**AIM OF THE EXERCISE**
Return the records exactly, from the first line through the "## Root cause" line.

───

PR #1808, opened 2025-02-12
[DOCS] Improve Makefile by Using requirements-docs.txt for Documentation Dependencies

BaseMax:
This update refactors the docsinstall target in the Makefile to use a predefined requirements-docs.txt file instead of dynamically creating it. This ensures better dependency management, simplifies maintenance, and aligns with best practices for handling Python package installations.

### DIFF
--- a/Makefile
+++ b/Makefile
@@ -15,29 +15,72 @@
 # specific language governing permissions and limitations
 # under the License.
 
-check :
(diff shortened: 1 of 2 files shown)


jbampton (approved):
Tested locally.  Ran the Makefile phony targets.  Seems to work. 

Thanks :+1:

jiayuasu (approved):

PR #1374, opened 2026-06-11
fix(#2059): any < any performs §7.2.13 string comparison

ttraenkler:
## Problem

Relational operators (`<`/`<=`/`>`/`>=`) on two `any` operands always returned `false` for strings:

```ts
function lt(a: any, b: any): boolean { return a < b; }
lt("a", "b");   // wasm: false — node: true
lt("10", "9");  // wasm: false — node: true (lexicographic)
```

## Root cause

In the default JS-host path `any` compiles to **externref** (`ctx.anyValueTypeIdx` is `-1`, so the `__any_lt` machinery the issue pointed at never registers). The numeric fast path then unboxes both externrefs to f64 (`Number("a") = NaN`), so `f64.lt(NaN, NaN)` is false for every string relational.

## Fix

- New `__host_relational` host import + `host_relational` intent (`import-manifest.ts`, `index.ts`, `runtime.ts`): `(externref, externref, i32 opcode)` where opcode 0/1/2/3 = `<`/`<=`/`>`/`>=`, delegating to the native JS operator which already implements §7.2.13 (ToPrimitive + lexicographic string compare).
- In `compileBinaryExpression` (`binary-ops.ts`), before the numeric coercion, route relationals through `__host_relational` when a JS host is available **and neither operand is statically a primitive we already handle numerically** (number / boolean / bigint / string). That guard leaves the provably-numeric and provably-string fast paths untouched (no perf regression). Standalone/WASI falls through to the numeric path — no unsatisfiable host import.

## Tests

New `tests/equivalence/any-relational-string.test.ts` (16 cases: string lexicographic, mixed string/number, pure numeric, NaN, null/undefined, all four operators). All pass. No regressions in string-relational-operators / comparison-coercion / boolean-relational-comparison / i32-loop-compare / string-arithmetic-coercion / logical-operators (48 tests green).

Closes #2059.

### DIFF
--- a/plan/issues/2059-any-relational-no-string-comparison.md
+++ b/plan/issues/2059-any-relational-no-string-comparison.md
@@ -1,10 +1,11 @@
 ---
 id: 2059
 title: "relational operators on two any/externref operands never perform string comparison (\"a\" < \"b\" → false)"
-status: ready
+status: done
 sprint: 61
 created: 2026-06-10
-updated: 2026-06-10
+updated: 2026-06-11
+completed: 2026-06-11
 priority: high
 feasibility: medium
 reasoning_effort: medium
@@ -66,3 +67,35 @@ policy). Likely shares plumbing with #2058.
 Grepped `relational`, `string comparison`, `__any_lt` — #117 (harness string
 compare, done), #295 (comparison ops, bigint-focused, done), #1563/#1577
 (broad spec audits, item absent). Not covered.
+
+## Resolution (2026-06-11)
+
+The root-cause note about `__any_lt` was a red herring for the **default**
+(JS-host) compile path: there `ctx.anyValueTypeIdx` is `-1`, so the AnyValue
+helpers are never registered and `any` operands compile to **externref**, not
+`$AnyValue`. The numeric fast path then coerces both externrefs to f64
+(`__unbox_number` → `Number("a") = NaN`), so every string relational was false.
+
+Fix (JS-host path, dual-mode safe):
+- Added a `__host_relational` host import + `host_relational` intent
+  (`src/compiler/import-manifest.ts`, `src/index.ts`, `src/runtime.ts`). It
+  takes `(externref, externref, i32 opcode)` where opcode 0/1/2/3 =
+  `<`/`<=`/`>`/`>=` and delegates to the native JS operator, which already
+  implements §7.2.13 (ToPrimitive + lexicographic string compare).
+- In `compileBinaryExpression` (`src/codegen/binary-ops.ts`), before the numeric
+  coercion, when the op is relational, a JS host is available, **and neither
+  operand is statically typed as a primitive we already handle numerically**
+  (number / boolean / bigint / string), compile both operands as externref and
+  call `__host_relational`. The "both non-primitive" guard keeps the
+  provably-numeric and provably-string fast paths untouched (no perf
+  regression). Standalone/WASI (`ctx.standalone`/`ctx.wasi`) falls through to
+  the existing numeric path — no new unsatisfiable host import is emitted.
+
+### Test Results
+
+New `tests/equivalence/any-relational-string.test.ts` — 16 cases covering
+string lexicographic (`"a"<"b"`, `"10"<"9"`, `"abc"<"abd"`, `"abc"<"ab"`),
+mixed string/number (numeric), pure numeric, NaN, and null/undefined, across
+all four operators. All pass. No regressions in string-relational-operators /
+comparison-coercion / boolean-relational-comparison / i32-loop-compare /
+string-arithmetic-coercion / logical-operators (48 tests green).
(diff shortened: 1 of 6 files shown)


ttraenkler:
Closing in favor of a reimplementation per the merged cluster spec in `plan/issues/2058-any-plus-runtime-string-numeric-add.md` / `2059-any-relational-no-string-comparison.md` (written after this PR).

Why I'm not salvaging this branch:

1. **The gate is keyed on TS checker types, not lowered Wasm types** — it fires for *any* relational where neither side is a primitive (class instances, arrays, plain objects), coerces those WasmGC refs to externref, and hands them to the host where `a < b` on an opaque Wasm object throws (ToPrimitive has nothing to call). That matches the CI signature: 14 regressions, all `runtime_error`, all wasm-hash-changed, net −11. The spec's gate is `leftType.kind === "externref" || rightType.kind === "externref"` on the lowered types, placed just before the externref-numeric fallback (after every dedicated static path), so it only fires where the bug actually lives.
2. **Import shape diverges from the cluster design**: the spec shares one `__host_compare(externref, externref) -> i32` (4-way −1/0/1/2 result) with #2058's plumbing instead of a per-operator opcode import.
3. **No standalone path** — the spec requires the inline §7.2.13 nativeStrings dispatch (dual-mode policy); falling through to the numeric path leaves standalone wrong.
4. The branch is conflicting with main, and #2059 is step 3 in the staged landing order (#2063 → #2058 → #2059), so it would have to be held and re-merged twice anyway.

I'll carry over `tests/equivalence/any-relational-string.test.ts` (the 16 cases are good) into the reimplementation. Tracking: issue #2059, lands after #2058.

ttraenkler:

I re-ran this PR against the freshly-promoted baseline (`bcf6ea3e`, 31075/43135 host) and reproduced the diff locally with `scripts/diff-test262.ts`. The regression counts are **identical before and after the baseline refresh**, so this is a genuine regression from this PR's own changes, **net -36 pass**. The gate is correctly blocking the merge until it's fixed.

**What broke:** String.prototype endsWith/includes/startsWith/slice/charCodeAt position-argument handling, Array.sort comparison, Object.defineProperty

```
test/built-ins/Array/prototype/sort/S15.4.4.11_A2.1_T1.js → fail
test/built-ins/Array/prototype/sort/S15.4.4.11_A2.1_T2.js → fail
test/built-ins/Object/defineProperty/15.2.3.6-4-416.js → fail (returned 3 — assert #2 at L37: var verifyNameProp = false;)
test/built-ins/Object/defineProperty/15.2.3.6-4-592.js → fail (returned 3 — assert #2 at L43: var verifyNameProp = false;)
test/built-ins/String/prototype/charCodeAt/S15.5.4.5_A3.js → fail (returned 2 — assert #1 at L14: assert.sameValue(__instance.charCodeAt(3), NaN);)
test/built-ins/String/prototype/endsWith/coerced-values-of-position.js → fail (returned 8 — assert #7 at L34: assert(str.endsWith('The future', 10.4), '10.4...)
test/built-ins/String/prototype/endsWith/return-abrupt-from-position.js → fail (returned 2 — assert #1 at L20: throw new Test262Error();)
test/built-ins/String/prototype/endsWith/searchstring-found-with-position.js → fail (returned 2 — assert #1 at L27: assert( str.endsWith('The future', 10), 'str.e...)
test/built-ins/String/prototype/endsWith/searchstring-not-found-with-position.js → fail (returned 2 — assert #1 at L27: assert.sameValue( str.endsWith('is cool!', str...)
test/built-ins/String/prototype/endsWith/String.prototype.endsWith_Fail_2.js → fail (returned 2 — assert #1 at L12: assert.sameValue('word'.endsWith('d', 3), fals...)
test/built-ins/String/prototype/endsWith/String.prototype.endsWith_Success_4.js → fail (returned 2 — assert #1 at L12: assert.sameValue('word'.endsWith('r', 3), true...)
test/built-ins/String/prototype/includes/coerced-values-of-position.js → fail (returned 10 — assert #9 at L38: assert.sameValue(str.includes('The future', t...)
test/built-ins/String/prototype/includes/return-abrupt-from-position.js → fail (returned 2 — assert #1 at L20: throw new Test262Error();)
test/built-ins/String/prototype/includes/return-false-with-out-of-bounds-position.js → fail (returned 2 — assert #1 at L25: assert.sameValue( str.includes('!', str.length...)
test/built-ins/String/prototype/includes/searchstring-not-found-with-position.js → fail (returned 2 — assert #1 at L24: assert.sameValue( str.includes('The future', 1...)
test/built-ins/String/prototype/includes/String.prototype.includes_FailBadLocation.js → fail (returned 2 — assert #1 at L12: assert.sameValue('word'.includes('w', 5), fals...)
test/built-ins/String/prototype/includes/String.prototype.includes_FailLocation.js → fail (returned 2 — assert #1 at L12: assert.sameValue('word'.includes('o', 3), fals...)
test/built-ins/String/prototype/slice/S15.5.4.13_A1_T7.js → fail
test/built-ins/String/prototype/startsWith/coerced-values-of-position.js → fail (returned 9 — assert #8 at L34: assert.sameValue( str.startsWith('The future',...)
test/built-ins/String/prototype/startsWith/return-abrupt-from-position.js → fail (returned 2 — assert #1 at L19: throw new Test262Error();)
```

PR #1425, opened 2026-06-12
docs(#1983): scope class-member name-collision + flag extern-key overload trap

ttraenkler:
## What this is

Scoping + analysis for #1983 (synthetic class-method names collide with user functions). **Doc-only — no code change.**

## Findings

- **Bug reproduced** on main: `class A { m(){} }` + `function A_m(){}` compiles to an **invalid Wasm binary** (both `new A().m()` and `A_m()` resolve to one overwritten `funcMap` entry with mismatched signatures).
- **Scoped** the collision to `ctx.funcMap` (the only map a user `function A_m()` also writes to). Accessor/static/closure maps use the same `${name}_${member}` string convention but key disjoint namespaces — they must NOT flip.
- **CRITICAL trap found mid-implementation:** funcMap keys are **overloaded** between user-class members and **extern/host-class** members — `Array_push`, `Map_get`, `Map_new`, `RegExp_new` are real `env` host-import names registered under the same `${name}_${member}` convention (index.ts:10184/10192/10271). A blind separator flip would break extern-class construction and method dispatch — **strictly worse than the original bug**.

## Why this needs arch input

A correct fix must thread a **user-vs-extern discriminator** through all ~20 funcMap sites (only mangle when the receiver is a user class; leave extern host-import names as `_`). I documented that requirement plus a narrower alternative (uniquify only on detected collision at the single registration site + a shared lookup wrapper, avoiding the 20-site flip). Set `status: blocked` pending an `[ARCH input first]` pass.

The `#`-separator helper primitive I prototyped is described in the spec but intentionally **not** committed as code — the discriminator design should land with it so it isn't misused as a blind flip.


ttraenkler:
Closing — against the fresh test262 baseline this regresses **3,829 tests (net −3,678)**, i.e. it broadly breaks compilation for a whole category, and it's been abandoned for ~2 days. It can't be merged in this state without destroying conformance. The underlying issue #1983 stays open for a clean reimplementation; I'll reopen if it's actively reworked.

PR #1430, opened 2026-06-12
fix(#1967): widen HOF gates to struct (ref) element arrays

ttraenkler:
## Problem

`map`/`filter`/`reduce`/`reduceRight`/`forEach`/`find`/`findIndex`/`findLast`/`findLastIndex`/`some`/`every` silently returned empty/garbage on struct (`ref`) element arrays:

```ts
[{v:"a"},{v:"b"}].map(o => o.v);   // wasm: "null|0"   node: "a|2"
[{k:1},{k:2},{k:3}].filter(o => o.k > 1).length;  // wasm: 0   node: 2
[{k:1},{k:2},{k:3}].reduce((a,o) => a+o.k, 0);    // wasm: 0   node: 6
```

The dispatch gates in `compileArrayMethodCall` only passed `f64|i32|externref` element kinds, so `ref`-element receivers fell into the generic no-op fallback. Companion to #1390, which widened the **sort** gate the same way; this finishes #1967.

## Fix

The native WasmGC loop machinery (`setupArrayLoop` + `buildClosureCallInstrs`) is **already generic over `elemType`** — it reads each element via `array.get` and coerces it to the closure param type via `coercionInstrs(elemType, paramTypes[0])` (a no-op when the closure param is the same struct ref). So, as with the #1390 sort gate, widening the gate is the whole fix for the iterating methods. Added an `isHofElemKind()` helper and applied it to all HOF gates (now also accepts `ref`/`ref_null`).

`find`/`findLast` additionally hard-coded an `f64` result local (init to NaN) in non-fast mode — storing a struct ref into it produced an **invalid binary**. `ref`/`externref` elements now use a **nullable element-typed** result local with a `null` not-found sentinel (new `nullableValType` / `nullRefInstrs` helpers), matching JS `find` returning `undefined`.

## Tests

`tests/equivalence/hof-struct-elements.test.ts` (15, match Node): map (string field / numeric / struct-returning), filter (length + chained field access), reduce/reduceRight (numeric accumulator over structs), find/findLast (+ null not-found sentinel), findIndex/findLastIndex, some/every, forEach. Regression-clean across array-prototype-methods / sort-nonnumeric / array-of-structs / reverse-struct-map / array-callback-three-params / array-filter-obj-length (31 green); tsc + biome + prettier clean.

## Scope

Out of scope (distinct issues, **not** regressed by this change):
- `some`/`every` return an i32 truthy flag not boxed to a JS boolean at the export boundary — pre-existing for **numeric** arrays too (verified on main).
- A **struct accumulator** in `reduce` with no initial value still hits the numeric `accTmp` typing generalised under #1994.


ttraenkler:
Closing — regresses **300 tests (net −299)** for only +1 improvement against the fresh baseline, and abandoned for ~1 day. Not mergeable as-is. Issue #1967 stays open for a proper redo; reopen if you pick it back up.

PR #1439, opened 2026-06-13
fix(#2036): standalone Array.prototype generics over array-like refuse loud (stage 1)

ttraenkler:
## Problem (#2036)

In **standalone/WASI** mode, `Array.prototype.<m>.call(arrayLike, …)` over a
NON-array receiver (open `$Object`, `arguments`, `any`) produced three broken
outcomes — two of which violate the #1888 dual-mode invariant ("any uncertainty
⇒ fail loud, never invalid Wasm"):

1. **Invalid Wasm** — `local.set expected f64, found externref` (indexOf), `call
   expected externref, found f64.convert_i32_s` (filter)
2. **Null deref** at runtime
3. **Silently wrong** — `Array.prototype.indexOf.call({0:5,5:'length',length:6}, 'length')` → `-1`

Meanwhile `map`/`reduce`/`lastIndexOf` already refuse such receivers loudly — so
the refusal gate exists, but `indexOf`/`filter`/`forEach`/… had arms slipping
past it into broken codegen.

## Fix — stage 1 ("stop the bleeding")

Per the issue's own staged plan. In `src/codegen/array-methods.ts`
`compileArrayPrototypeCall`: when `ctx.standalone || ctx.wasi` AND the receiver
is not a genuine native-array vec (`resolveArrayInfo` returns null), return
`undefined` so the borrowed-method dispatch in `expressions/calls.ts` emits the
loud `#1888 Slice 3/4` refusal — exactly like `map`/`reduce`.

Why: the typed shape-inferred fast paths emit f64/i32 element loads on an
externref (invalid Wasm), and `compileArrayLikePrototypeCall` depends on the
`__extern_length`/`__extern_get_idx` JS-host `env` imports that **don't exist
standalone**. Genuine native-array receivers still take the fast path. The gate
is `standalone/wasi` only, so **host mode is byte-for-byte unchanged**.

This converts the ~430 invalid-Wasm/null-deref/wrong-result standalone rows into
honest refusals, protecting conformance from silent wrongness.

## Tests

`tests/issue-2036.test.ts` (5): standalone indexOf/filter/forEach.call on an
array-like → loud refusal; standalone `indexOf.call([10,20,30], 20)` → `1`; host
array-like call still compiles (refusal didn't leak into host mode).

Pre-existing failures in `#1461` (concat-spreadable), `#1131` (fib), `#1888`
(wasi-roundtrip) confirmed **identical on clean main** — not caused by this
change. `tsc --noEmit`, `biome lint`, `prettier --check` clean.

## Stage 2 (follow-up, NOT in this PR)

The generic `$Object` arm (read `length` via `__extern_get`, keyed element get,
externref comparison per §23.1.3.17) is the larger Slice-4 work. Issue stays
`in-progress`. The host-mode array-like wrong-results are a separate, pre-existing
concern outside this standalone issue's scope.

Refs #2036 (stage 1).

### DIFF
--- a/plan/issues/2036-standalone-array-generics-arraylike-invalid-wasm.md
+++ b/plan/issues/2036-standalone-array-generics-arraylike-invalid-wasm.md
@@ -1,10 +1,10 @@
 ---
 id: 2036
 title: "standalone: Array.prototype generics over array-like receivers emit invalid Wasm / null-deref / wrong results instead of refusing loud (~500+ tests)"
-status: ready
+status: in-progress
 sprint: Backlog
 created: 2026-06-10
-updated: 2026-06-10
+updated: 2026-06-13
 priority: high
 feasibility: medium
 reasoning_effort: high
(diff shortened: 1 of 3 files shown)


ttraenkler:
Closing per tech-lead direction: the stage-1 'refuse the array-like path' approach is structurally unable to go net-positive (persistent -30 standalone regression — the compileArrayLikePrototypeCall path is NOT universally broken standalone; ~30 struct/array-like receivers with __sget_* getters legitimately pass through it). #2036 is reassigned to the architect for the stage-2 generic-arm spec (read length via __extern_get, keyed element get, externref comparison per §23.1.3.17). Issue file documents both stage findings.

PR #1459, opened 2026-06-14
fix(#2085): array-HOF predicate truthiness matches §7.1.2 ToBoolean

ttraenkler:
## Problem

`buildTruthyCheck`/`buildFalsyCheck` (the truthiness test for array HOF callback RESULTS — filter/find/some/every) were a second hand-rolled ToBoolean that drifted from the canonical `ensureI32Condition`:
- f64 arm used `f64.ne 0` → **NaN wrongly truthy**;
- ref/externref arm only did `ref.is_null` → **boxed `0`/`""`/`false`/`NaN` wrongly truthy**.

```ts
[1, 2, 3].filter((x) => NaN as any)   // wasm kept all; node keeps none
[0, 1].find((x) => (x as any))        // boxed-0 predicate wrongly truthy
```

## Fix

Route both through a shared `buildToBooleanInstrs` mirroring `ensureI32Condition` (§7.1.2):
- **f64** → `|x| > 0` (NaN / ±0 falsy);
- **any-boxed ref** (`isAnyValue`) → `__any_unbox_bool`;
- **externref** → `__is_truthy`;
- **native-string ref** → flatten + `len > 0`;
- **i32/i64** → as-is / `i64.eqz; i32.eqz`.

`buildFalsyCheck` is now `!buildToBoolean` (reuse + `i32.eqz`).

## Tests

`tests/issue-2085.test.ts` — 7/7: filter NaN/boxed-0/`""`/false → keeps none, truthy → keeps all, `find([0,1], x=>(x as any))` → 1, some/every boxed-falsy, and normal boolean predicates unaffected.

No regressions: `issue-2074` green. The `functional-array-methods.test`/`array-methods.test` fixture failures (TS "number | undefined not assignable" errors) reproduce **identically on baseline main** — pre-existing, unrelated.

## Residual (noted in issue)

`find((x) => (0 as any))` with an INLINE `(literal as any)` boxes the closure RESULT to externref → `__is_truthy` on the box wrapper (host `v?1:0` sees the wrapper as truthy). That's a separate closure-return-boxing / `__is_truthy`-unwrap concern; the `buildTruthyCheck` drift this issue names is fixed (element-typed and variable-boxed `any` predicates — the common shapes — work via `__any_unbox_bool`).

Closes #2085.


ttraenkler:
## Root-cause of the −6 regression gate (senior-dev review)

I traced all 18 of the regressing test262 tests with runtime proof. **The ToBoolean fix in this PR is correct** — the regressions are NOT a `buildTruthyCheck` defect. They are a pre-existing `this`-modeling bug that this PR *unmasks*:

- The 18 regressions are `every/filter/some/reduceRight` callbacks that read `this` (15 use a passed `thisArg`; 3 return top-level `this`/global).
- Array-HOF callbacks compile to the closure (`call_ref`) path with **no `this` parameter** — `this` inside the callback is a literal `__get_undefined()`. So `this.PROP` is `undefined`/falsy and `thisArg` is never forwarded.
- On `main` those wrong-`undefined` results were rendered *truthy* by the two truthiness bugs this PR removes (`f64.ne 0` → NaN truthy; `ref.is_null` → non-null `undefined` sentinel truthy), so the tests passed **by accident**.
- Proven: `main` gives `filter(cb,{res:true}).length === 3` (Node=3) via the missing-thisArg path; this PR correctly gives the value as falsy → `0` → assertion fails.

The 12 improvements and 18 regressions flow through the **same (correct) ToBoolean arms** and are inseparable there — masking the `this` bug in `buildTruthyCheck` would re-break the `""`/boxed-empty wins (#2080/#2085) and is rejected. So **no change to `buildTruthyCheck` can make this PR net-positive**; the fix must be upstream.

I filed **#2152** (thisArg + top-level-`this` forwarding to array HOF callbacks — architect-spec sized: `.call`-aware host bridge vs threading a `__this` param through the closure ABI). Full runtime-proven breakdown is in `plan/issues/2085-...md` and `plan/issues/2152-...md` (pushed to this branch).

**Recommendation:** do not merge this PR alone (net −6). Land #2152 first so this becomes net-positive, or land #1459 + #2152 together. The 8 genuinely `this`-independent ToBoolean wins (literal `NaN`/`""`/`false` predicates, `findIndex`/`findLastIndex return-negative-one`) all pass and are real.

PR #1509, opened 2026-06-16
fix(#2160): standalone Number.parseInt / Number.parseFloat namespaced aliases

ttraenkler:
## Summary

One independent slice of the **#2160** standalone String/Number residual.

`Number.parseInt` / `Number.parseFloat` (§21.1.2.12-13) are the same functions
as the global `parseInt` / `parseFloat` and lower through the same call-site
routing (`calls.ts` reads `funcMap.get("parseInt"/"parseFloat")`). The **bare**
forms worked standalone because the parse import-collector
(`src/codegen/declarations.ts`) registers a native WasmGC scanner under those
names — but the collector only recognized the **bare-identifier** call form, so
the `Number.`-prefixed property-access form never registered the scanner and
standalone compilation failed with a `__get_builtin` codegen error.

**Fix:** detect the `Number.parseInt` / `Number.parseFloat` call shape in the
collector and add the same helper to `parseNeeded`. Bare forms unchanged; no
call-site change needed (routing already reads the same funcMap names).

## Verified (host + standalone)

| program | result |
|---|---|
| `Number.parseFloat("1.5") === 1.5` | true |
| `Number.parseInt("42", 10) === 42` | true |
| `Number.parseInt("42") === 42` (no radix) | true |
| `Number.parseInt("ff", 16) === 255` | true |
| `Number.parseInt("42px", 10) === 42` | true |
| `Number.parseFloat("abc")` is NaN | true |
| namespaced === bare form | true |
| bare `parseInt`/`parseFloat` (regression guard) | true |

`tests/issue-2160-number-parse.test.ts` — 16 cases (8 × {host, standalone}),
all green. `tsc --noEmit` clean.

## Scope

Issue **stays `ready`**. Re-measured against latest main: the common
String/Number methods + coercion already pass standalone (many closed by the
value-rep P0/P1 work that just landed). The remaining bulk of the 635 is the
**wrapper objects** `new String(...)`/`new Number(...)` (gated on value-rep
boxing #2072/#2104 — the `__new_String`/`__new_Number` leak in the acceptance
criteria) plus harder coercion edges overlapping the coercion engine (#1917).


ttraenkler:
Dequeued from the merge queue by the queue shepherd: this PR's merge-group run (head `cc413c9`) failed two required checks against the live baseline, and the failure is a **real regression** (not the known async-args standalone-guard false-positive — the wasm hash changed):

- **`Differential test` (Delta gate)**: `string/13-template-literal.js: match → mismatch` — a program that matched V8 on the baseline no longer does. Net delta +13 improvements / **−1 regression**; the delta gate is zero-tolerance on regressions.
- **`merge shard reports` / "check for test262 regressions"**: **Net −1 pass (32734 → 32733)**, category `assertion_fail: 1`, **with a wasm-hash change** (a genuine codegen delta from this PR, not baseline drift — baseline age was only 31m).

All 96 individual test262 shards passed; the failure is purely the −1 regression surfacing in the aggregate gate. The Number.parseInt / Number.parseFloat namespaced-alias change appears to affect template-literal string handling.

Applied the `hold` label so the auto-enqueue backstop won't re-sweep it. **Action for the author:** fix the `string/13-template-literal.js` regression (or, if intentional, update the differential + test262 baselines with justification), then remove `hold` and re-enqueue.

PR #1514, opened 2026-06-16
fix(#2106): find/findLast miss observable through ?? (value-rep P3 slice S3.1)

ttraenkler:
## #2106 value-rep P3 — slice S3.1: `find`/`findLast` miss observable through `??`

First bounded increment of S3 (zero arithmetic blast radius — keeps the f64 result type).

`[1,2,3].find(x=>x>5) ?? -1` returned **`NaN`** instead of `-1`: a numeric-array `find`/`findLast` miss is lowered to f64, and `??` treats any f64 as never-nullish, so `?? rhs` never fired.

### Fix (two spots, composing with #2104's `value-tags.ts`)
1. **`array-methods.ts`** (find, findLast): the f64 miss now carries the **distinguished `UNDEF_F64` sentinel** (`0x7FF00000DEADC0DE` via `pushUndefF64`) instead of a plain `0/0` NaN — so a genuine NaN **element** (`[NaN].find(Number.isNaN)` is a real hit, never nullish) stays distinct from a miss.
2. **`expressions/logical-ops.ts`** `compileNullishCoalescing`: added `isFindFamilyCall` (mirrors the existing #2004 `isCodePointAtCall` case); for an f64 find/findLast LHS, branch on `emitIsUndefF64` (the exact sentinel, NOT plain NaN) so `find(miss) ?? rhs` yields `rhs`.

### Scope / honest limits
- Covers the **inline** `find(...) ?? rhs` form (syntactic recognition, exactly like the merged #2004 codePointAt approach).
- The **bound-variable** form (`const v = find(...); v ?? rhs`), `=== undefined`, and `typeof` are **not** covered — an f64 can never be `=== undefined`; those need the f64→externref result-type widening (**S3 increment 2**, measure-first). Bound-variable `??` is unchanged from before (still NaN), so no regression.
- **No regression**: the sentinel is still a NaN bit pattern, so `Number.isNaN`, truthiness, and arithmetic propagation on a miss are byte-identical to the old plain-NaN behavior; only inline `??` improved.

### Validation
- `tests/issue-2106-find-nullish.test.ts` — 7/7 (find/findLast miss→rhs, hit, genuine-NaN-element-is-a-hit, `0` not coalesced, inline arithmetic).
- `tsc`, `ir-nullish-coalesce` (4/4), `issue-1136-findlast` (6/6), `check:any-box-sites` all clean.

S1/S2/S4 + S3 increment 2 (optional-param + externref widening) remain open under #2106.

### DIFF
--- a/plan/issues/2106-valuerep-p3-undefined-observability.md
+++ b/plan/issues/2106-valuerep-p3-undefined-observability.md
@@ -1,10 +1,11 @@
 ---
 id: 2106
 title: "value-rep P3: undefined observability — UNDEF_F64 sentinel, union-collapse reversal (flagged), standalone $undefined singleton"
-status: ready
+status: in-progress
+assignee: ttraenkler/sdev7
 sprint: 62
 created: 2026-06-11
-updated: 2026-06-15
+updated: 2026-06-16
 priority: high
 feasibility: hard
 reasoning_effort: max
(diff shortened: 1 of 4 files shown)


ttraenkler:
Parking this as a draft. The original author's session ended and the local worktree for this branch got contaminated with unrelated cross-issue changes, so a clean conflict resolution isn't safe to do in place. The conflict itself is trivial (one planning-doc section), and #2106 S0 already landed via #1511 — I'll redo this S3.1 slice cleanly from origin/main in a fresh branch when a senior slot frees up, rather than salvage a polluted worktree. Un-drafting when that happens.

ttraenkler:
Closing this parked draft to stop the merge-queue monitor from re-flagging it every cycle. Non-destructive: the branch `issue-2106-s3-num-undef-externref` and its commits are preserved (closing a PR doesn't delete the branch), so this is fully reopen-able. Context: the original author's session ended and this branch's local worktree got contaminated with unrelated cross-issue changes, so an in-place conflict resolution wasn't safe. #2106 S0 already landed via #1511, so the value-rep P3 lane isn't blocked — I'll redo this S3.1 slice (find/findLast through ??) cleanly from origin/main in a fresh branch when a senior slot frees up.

───

**TASK RESPONSE**
PR #1808, opened 2025-02-12
[DOCS] Improve Makefile by Using requirements-docs.txt for Documentation Dependencies

BaseMax:
This update refactors the docsinstall target in the Makefile to use a predefined requirements-docs.txt file instead of dynamically creating it. This ensures better dependency management, simplifies maintenance, and aligns with best practices for handling Python package installations.

### DIFF
--- a/Makefile
+++ b/Makefile
@@ -15,29 +15,72 @@
 # specific language governing permissions and limitations
 # under the License.
 
-check :
(diff shortened: 1 of 2 files shown)


jbampton (approved):
Tested locally.  Ran the Makefile phony targets.  Seems to work. 

Thanks :+1:

jiayuasu (approved):

PR #1374, opened 2026-06-11
fix(#2059): any < any performs §7.2.13 string comparison

ttraenkler:
## Problem

Relational operators (`<`/`<=`/`>`/`>=`) on two `any` operands always returned `false` for strings:

```ts
function lt(a: any, b: any): boolean { return a < b; }
lt("a", "b");   // wasm: false — node: true
lt("10", "9");  // wasm: false — node: true (lexicographic)
```

## Root cause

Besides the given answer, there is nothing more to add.